Exercise directions: Sort through the data and copy the lines holding the word "install".

Data excerpts:
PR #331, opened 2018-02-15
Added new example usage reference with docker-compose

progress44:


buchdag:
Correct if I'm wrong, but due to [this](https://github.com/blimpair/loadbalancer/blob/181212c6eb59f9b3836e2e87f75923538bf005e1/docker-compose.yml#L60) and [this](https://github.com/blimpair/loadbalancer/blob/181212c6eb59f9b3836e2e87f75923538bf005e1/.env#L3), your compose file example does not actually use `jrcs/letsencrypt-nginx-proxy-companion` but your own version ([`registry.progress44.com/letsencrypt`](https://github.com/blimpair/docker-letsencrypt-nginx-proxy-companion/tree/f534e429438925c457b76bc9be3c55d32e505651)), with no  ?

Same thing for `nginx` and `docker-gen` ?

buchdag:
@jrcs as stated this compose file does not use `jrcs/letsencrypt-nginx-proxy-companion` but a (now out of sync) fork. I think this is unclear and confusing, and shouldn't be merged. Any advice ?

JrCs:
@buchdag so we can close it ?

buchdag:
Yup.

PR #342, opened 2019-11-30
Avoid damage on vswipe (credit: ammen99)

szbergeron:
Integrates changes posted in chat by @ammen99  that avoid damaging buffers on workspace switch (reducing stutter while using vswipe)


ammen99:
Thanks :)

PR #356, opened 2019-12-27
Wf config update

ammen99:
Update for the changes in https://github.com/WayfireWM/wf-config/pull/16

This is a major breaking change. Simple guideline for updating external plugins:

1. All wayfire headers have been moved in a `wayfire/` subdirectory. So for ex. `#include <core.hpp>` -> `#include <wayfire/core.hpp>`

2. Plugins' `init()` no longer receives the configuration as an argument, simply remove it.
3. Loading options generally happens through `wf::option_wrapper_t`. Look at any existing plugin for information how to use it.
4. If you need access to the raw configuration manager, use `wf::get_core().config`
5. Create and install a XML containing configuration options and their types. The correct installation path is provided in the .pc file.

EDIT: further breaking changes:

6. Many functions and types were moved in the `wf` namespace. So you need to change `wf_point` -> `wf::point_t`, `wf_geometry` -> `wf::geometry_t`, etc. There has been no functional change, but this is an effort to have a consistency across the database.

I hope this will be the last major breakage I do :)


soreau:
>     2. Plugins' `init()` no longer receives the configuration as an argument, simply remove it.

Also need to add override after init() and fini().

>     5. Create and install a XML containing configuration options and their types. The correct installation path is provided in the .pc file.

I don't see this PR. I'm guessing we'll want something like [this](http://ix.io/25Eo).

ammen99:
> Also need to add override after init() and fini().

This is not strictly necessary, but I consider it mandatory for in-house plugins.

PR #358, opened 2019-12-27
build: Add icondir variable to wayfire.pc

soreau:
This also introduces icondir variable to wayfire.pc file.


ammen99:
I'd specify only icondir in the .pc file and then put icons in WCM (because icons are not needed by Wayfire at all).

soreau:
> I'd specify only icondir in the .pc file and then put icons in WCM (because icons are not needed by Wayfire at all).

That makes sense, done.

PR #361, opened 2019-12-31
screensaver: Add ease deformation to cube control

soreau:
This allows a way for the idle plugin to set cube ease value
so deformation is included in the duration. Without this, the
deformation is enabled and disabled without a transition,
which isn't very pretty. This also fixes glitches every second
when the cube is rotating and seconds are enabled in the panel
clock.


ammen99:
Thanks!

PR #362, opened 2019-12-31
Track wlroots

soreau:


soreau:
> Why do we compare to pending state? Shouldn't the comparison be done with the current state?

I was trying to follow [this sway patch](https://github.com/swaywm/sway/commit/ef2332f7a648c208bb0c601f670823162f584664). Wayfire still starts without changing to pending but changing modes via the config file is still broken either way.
...
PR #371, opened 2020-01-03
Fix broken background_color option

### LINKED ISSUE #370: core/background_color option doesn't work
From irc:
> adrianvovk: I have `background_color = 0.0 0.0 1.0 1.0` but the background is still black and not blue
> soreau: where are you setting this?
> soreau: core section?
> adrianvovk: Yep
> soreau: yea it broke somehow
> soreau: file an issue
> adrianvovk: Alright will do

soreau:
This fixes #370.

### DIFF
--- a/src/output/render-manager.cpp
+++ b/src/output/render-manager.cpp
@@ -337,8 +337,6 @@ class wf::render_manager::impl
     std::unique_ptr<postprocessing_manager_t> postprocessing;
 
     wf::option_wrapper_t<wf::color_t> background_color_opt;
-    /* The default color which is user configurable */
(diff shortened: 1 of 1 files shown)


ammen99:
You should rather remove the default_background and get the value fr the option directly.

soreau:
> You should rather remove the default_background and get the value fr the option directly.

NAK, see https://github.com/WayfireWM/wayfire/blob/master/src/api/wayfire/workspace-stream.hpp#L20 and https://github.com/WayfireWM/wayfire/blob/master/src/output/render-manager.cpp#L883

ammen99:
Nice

Solution for this task:
5. Create and install a XML containing configuration options and their types. The correct installation path is provided in the .pc file.
>     5. Create and install a XML containing configuration options and their types. The correct installation path is provided in the .pc file.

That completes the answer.